What you should do:
Within the records below, filter for lines carrying the word "blue" and copy them.

§ §

PR #189, opened 2016-01-13
Add sub folder icon when in home subdirectories

Kayant:
Just wanted to help out but not 100% sure if this is the current way to fix this but I noticed when I was in a directory the home icon was still displayed instead of the folder icon but once this was removed it works correctly.

Thanks again for creating such a wonderful theme with lots of customisation.

### DIFF
--- a/powerlevel9k.zsh-theme
+++ b/powerlevel9k.zsh-theme
@@ -429,8 +429,10 @@ prompt_dir() {
   fi
 
   local current_icon=''
-  if [[ $(print -P "%~") == '~'* ]]; then
+  if [[ $(print -P "%~") == '~' ]]; then
     "$1_prompt_segment" "$0_HOME" "$2" "blue" "$DEFAULT_COLOR" "$current_path" 'HOME_ICON'
+  elif [[ $(print -P "%~") == '~'* ]]; then
+    "$1_prompt_segment" "$0_HOME_SUBFOLDER" "$2" "blue" "$DEFAULT_COLOR" "$current_path" 'HOME_SUB_ICON'
   else
     "$1_prompt_segment" "$0_DEFAULT" "$2" "blue" "$DEFAULT_COLOR" "$current_path" 'FOLDER_ICON'
   fi
--- a/functions/icons.zsh
+++ b/functions/icons.zsh
@@ -44,6 +44,7 @@ case $POWERLEVEL9K_MODE in
       LINUX_ICON                     $'\UE271'              # 
       SUNOS_ICON                     $'\U1F31E '            # 🌞
       HOME_ICON                      $'\UE12C'              # 
+      HOME_SUB_ICON                  $'\UE18D'              # 
       FOLDER_ICON                    $'\UE818'              # 
       NETWORK_ICON                   $'\UE1AD'              # 
       LOAD_ICON                      $'\UE190 '             # 
@@ -96,6 +97,7 @@ case $POWERLEVEL9K_MODE in
       LINUX_ICON                     $'\UF17C'              # 
       SUNOS_ICON                     $'\UF185 '             # 
       HOME_ICON                      $'\UF015'              # 
+      HOME_SUB_ICON                  $'\UF07C'              # 
       FOLDER_ICON                    $'\UF115'              # 
       NETWORK_ICON                   $'\UF09E'              # 
       LOAD_ICON                      $'\UF080 '             # 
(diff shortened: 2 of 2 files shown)


rjorgenson:
I think the behavior as it was written is to show the Home icon anywhere underneath your home directory. So '~'* would match ~/, ~/Downloads, ~/.zsh, etc. With this change it would only show the home icon when you are in the root of your home directory. Not sure what the behavior should be, that's a tough decision.

dritter:
@rjorgenson Exactly.

But I see the point to display the home icon only if you are in the root of your home folder. Maybe we need a third icon for being in a subdirectory of your home folder. That would be an quite easy solution.

Kayant:
Ha ok I see. Thanks for the explanation @rjorgenson. That makes sense.

@dritter should I close the PR given it's not the right solution?

dritter:
@Kayant as @rjorgenson said, this is a tough decision. I think there are always folks that favor this or that solution. I'd like to hear some other people about that.
IMHO the best solution is to add an icon for subdirectories of the home folder. I'd be glad if you open a new PR for that.. :wink:

Kayant:
@dritter I [tried] (https://github.com/Kayant/powerlevel9k/commit/61fa7bea79be860ae08adbac3285aa2eac896a9f)
:tongue:

What's your option on something like this. I only half knew what I doing there  :smile:

powerlevel9k.zsh-theme
```diff
@@ -429,10 +429,12 @@ prompt_dir() {
   fi
```
dritter: You are almost there. Imagine this segment has three states:

1. Being at the root of your Home folder
    This is the first condition. So we want to match only that. Looks good in your changeset.

2. Being in a subdirectory of your Home folder
    The condition looks good (matching a path that _begins_ with a tilde.

3. Being anywhere else

powerlevel9k.zsh-theme
```diff
@@ -429,10 +429,12 @@ prompt_dir() {
...
 
   local current_icon=''
-  if [[ $(print -P "%~") == '~'* ]]; then
+  if [[ $(print -P "%~") == '~' ]]; then
     "$1_prompt_segment" "$0_HOME" "$2" "blue" "$DEFAULT_COLOR" "$current_path" 'HOME_ICON'
-  else
+  elif [[ $(print -P "%~") == '~'* ]]; then
     "$1_prompt_segment" "$0_DEFAULT" "$2" "blue" "$DEFAULT_COLOR" "$current_path" 'FOLDER_ICON'
```
dritter: This is the second state. So the icon should be the new `HOME_SUB_ICON` and you need to push that state (something like `$0_HOME_SUBFOLDER` instead of `$0_DEFAULT`) to `$1_prompt_segment`.

powerlevel9k.zsh-theme
```diff
@@ -429,10 +429,12 @@ prompt_dir() {
...
+  else
+    "$1_prompt_segment" "$0_HOME" "$2" "blue" "$DEFAULT_COLOR" "$current_path" 'HOME_SUB_ICON'
```
dritter: This is the third state. So it should be `FOLDER_ICON` and instead of `$_HOME` it should be `$0_DEFAULT`.

dritter:
And I can't see the icon `\U1F5C0`. Is this the correct codepoint for `awesome-patched`?

Kayant:
Wow! Thanks a lot for all the comments that's a big help for a noob like me :smile. Am not 100% sure. I got the code from searching online. I wasn't sure how to find a new folder icon.

Kayant:
I wouldn't have access to a system for awhile so I will submit a reversion a little later.

bhilburn:
@Kayant - It looks like your changeset is coming along well! Thanks, @dritter, for providing guidance!

Don't forget to update the docs to reflect the changes. Also, can you post a screenshot of what the new icon looks like?

dritter:
@Kayant You can select an right icon from your font book on mac. Just hover the icon and you get the code point.
I don't know how to find a code point for an icon..

Kayant:
Thanks a bunch guys for the hints and help. It's feel great being able to contribute something even with my limited knowledge :smile. I will get in the changes tomorrow hopefully.

dritter:
I can only help with the `awesome-patched` mode. That works for me. Well done @Kayant .

Btw. I always do screenshots from the font book.. It was the easiest for me. Here is the one for your Icon:

Kayant:
OMG! Thank you. I don't know why I didn't think about that lool.

Kayant:
Closing this now in favour of #192

PR #193, opened 2016-01-16
fixing segment call for new state implementation in prompt_load

rjorgenson:
The changes to the new method of tracking state broke custom settings for the prompt_load segment. Without this fix it needs ```POWERLEVEL9K_LOAD_STATEBACKGROUND``` instead of ```POWERLEVEL9K_LOAD_STATE_BACKGROUND``` as with the previous version.

### DIFF
--- a/powerlevel9k.zsh-theme
+++ b/powerlevel9k.zsh-theme
@@ -519,7 +519,7 @@ prompt_load() {
     current_state="normal"
   fi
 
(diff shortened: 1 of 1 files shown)


dritter:
Excellent catch! :+1:

bhilburn:
@rjorgenson - Thanks for catching this and fixing it! Very, very helpful.

PR #195, opened 2016-01-17
Minor improvements

dritter:
Just clarified the README section about the `dir` segment and added the visual identifier concept to the `icons_test` segment.


bhilburn:
Nice.

PR #741, opened 2018-02-10
Option to place icons on the left in the right prompt segments

onaforeignshore:
This PR allows a user to change the icon location on the right prompt segment to the left if desired by setting `POWERLEVEL9K_RPROMPT_ICON_LEFT=True`.


onaforeignshore:
Wrong PR

PR #743, opened 2018-02-10
Fix iTerm2 integration with PowerLevel9k

onaforeignshore:
This fix allows the user to see the "little blue triangle" that is created when iTerm2 shell integration is enabled.

### DIFF
--- a/powerlevel9k.zsh-theme
+++ b/powerlevel9k.zsh-theme
@@ -1623,6 +1623,9 @@ $(print_icon 'MULTILINE_LAST_PROMPT_PREFIX')'
 NEWLINE='
 '
   [[ $POWERLEVEL9K_PROMPT_ADD_NEWLINE == true ]] && PROMPT="$NEWLINE$PROMPT"
+
+  # Allow iTerm integration to work
+  [[ $ITERM_SHELL_INTEGRATION_INSTALLED == "Yes" ]] && PROMPT="%{$(iterm2_prompt_mark)%}$PROMPT"
 }
 
 set_default POWERLEVEL9K_IGNORE_TERM_COLORS false


powerlevel9k.zsh-theme
```diff
@@ -1623,6 +1623,9 @@ $(print_icon 'MULTILINE_LAST_PROMPT_PREFIX')'
 NEWLINE='
 '
   [[ $POWERLEVEL9K_PROMPT_ADD_NEWLINE == true ]] && PROMPT="$NEWLINE$PROMPT"
+
+  # Allow iTerm integration to work
+  [[ $ITERM_SHELL_INTEGRATION_INSTALLED == "Yes" ]] && PROMPT="%{$(iterm2_prompt_mark)%}$PROMPT"
```
bhilburn: Does `ITERM_SHELL_INTEGRATION_INSTALLED` get set automatically by iTerm2? And it gets set to the string `"Yes"`, not `true`? I'm asking because I don't know, hah.

Same questions for `iterm2_prompt_mark`.

onaforeignshore: `ITERM_SHELL_INTEGRATION` gets set to `Yes` in the iTerm shell integration script, which you have to download and source separately after installing iTerm if you want that functionality. The instructions are on their website.

levbishop:
I think it's necessary to also add `$(iterm2_prompt_end)` to the end of `PROMPT` for the iterm2 command history to work properly.

This PR seems like perhaps the wrong approach though since the iterm2 integration does try to set PS1 properly by itself? See https://github.com/gnachman/iterm2-website/blob/master/source/shell_integration/zsh#L47 for the implementation and intended logic. Maybe the problem is sequencing of the `precmd_functions` and `preexec_functions`?

onaforeignshore:
As I understand the code...

```zsh
    iterm2_decorate_prompt() {
      # This should be a raw PS1 without iTerm2's stuff. It could be changed during command
      # execution.
      ITERM2_PRECMD_PS1="$PS1"
      ITERM2_SHOULD_DECORATE_PROMPT=""

      # Add our escape sequences just before the prompt is shown.
      if [[ $PS1 == *'$(iterm2_prompt_mark)'* ]] # <--- Test if iterm2_prompt_mark is already in the prompt
      then
        PS1="$PS1%{$(iterm2_prompt_end)%}" # <--- Add only iterm2_prompt_end
      else
        PS1="%{$(iterm2_prompt_mark)%}$PS1%{$(iterm2_prompt_end)%}" # <--- Add both.
      fi
    }
```

The reason we set it manually instead of letting the iTerm integration script set it, is because it sets it on the line preceding the prompt, and not the prompt line itself.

§ §

Response to this exercise:
     "$1_prompt_segment" "$0_HOME" "$2" "blue" "$DEFAULT_COLOR" "$current_path" 'HOME_ICON'
+    "$1_prompt_segment" "$0_HOME_SUBFOLDER" "$2" "blue" "$DEFAULT_COLOR" "$current_path" 'HOME_SUB_ICON'
     "$1_prompt_segment" "$0_DEFAULT" "$2" "blue" "$DEFAULT_COLOR" "$current_path" 'FOLDER_ICON'
     "$1_prompt_segment" "$0_HOME" "$2" "blue" "$DEFAULT_COLOR" "$current_path" 'HOME_ICON'
     "$1_prompt_segment" "$0_DEFAULT" "$2" "blue" "$DEFAULT_COLOR" "$current_path" 'FOLDER_ICON'
+    "$1_prompt_segment" "$0_HOME" "$2" "blue" "$DEFAULT_COLOR" "$current_path" 'HOME_SUB_ICON'
This fix allows the user to see the "little blue triangle" that is created when iTerm2 shell integration is enabled.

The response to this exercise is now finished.